Then when you put your pack together you know they are all starting at exactly the same state of charge. The more I learn, the more inclined to agree that charging an LiFePO4 cell past 3.5 V is achieving little extra capacity, but shortening the life of the pack.


----------



## BVH (Jul 4, 2014)

Based on what I've read here, I made the following post over at EndlessSphere in a thread on LiFeP04 termination Voltage:


"Members at this EV forum (Link to DIYELECTRICCAR) are very savvy on LiFeP04 chemistry batteries. Rooting around over there, you'll find the general consensus is there's no benefit to charging over 3.45 - 3.50 per cell and definitely don't go below 80% DOD. Many use a "Bottom Balance" method of cell balance. It's an interesting concept and makes for some good reading.

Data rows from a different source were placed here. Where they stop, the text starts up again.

PR #1301, opened 2024-12-20
Fix a bunch of small errors.

tupek2:
Petsc was printing lots of errors.  This makes it a bit more quiet.  Also, a possible indexing error is fixed if no leftmost eigenvectors are asked for.

### DIFF
--- a/src/serac/numerics/dense_petsc.hpp
+++ b/src/serac/numerics/dense_petsc.hpp
@@ -78,6 +78,7 @@ struct DenseMat {
     return false;
   }
 
+  /// @brief  reassemble petsc dense matrix after values have been modified
   void reassemble() {
     MatAssemblyBegin(A, MAT_FINAL_ASSEMBLY);
     MatAssemblyEnd(A, MAT_FINAL_ASSEMBLY);
--- a/src/serac/numerics/dense_petsc.hpp
+++ b/src/serac/numerics/dense_petsc.hpp
@@ -16,7 +16,13 @@ struct DenseMat {
 
   /// @brief constructor
   /// @param a matrix
-  DenseMat(const DenseMat& a) { MatDuplicate(a.A, MAT_COPY_VALUES, &A); }
+  DenseMat(const DenseMat& a) 
+  {
+    MatDuplicate(a.A, MAT_COPY_VALUES, &A);
+    MatCopy(a.A, A, SAME_NONZERO_PATTERN); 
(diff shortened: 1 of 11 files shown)


white238 (approved):

src/serac/numerics/equation_solver.cpp
```diff
@@ -398,8 +418,9 @@ class TrustRegion : public mfem::NewtonSolver {
     double subspace_energy = computeEnergy(g, hess_vec_func, sol);
 
     if (print_options.iterations || print_options.warnings) {
+      double leftval = leftvals.size() ? leftvals[0] : 1.0;
       mfem::out << "Energy using subspace solver from: " << base_energy << ", to: " << subspace_energy << " / "
-                << energy_change << ".  Min eig: " << leftvals[0] << std::endl;
+                << energy_change << ".  Min eig: " << leftval << std::endl;
```
btalamini, line 423: It looks like the minimum eigenvalue estimate will be reported as 1.0 when no min eigenvalues estimates have been requested.  I'm fine with this for now, since it's really an inconsistent request from the user, but it is misleading. An option to consider is to check if `leftvals.size() == 0` once at the beginning of the step and echo a warning saying that the min eigenvalue will be reported as 1.0 in this case.

src/serac/numerics/dense_petsc.hpp
```diff
@@ -16,7 +16,13 @@ struct DenseMat {
...
   /// @brief constructor
   /// @param a matrix
-  DenseMat(const DenseMat& a) { MatDuplicate(a.A, MAT_COPY_VALUES, &A); }
+  DenseMat(const DenseMat& a)
+  {
+    MatDuplicate(a.A, MAT_COPY_VALUES, &A);
+    MatCopy(a.A, A, SAME_NONZERO_PATTERN);
+    MatAssemblyBegin(A, MAT_FINAL_ASSEMBLY);
+    MatAssemblyEnd(A, MAT_FINAL_ASSEMBLY);
+  }
```
btalamini, line 25: You've done the testing, so I trust you on this. If you actually wanted me to double check, let me know. Otherwise mark as resolved.

btalamini (approved):

src/serac/numerics/dense_petsc.hpp
tupek2: The assembly are definitely needed.  The Copy, maybe not.  But I'm sick of trying to guess what PETSc is going to do, best be safe.  It costs nothing in practice.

Some are into building their own very sophisticated, high KW chargers."


This resulted in the following response:


"that is not correct.

you get more efficient performance and less internal heating of the cell when it is discharged if you charge the cell to full charge before use.

so charging the cell up only partially before use forces it to get hotter during discharge than if you charged it up to full charge before discharging it.

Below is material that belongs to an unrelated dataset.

PR #1302, opened 2024-12-23
Only error when invalid maps are passed to base physics methods

tupek2:
Allow some base physics interfaces to be used in cases where maps are empty to allow end users to use the common interface in more cases.

### DIFF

your assumption is incorrect. you will cause your battery to decay in performance and life cycles if you charge it up only part way before use."


To which I responded:


A while back, I performed a test on my two, almost new 51V/12 Ah LiFeP04 packs. One battery at a time, I rode and stopped and rode and stopped with my Cycle Analyst until the resting voltage of each pack was 3.05 Volts per cell. Using the Satiator, I charged them at a 3.5 Amp rate to a set 3.5 Volts per cell termination. I then let them rest overnight. I then used a second profile in the Satiatior to charge them further to a set termination Voltage of 3.65 Volts per cell. On battery 1, an additional .1 Ah was recorded on my in-line Watt meter and on battery 2, an additional .12 Ah was recorded. Is it conceivable that a less than 1% difference in increased charged capacity is going to induce any significant additional heat during the subsequent discharge of those packs?"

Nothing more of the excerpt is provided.